Study material Block Start

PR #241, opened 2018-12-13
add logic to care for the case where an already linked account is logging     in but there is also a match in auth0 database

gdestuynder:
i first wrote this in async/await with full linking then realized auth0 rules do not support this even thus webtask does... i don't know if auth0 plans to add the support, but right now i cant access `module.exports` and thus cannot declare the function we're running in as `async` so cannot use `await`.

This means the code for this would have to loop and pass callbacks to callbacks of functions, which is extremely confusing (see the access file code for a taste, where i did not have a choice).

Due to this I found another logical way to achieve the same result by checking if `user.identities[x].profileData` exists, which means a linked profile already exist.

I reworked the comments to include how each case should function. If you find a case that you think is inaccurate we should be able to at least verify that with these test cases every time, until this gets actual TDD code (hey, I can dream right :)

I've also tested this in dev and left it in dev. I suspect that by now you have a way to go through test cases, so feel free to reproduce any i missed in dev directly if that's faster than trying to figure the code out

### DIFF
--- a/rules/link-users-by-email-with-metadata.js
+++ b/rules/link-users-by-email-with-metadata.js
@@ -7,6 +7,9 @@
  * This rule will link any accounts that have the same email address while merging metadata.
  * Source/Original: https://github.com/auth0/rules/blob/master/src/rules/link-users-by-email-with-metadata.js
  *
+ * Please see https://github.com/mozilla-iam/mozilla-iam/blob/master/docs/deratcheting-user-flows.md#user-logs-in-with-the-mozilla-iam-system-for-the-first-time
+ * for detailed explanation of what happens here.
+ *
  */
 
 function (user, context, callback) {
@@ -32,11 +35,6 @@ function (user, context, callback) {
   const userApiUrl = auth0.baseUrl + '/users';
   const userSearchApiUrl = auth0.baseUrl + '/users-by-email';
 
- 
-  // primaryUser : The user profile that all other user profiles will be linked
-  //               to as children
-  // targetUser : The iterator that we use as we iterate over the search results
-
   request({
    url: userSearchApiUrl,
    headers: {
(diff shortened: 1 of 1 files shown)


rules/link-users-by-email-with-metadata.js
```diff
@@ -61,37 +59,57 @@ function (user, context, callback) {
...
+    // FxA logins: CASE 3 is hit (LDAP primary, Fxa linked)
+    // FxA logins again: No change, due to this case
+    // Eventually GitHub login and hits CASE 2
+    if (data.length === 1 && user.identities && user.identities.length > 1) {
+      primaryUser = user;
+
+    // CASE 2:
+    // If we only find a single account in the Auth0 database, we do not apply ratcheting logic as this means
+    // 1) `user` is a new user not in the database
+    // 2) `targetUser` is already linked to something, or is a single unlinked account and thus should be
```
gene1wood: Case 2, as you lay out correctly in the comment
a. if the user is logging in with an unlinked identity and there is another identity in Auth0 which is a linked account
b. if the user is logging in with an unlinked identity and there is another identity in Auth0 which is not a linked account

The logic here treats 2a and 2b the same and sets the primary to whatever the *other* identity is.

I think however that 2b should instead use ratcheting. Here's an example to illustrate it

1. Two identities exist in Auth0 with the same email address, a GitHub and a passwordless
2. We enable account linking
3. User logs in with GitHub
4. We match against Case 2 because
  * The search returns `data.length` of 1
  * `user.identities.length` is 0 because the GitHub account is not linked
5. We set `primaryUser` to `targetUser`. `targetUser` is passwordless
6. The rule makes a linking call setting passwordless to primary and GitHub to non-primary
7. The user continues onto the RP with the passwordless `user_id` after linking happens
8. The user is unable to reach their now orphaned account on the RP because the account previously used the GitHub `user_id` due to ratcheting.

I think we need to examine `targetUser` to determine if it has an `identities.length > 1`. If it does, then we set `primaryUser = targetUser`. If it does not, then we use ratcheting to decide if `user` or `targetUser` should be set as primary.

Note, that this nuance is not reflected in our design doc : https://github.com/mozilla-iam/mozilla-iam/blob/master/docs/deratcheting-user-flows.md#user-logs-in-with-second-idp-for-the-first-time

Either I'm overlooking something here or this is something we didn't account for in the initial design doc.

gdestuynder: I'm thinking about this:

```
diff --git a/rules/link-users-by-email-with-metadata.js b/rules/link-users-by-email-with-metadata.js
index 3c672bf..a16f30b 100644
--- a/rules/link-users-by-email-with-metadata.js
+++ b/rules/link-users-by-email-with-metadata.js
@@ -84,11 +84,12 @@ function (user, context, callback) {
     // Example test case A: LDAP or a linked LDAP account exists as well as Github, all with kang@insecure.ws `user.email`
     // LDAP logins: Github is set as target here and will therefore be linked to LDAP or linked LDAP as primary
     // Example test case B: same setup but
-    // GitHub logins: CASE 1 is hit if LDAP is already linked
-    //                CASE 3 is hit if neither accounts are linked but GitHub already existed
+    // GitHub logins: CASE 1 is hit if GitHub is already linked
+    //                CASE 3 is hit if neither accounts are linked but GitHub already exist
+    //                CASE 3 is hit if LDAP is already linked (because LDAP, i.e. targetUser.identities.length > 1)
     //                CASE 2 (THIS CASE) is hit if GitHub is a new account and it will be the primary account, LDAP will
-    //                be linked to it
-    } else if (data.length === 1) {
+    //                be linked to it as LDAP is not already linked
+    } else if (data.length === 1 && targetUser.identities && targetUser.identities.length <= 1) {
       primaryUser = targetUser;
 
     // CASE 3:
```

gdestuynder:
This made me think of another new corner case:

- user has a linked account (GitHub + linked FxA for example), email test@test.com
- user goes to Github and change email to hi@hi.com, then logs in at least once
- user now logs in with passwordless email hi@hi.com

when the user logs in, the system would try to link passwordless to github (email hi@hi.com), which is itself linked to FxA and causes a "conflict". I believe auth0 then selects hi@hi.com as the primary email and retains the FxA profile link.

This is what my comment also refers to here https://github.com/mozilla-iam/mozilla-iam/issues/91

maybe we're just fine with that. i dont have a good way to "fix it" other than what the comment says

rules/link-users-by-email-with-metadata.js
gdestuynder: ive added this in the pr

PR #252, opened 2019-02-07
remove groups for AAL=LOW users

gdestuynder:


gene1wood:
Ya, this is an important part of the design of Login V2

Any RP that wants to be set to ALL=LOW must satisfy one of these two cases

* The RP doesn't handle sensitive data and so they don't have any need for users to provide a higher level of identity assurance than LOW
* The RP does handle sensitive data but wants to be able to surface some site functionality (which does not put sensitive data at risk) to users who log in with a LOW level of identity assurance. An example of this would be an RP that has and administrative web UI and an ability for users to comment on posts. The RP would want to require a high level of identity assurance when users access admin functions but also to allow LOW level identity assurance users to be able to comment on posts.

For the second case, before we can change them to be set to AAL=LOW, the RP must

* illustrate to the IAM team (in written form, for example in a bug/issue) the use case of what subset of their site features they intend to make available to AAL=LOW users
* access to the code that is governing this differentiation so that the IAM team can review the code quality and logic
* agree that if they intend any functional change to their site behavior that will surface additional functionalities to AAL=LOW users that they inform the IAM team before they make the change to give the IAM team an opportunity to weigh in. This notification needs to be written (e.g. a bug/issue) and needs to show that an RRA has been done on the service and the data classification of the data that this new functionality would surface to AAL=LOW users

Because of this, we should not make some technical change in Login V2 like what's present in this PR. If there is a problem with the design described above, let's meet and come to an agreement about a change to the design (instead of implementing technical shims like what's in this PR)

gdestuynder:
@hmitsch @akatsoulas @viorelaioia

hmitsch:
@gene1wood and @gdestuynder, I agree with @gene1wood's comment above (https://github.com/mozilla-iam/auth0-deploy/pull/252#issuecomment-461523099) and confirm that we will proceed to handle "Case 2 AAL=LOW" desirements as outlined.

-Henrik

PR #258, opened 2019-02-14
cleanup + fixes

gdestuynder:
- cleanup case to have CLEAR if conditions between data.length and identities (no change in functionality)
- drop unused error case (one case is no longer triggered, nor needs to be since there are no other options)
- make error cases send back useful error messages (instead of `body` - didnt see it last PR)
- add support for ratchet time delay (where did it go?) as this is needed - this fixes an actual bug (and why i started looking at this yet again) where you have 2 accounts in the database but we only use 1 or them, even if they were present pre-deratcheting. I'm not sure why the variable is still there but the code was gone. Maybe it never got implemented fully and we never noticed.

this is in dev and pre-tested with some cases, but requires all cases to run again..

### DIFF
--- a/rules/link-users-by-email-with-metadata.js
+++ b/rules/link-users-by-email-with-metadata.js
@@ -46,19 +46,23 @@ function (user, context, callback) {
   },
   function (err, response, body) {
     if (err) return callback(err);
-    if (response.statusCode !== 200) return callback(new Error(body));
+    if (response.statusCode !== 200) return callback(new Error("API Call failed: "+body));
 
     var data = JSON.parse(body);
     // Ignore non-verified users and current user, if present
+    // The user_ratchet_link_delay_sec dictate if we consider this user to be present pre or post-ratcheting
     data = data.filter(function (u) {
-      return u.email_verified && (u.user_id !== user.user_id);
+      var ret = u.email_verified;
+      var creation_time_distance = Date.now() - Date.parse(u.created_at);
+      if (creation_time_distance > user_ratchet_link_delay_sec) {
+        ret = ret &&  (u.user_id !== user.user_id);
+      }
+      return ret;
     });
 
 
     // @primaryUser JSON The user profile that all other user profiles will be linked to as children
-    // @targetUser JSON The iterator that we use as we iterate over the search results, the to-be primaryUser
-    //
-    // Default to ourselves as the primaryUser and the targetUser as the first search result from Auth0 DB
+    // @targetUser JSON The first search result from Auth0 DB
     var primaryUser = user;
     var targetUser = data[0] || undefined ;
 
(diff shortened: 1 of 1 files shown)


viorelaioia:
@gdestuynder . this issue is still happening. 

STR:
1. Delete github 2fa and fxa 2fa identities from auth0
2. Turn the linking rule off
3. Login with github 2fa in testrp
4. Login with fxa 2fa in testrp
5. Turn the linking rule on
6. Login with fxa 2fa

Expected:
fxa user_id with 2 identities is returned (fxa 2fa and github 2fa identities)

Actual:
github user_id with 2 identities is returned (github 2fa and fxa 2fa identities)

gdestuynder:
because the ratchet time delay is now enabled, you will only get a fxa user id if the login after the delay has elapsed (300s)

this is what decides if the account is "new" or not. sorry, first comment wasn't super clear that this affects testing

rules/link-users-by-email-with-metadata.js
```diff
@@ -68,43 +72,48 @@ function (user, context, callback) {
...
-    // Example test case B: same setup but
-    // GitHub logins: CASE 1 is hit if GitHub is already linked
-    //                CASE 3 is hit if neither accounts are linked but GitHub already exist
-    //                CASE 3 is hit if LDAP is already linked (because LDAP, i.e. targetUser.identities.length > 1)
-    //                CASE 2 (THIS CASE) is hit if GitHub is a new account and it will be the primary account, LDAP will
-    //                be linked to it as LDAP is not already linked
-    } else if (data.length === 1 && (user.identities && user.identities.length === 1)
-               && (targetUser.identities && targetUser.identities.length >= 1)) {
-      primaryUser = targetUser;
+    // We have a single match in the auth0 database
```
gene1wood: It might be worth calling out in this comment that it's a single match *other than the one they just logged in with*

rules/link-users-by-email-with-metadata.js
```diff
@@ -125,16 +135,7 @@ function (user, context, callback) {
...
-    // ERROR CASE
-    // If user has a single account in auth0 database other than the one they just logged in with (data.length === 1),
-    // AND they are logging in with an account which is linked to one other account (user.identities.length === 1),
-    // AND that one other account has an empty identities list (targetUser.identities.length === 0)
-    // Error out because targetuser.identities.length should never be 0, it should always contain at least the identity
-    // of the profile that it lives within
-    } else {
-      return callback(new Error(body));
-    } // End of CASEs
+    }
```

Study material Block End

◆ How to complete this task:
From the first line of the entries above to the line with "This means the", please return every line exactly, keeping both ends.

◆ Result:
PR #241, opened 2018-12-13
add logic to care for the case where an already linked account is logging     in but there is also a match in auth0 database

gdestuynder:
i first wrote this in async/await with full linking then realized auth0 rules do not support this even thus webtask does... i don't know if auth0 plans to add the support, but right now i cant access `module.exports` and thus cannot declare the function we're running in as `async` so cannot use `await`.

This means the code for this would have to loop and pass callbacks to callbacks of functions, which is extremely confusing (see the access file code for a taste, where i did not have a choice).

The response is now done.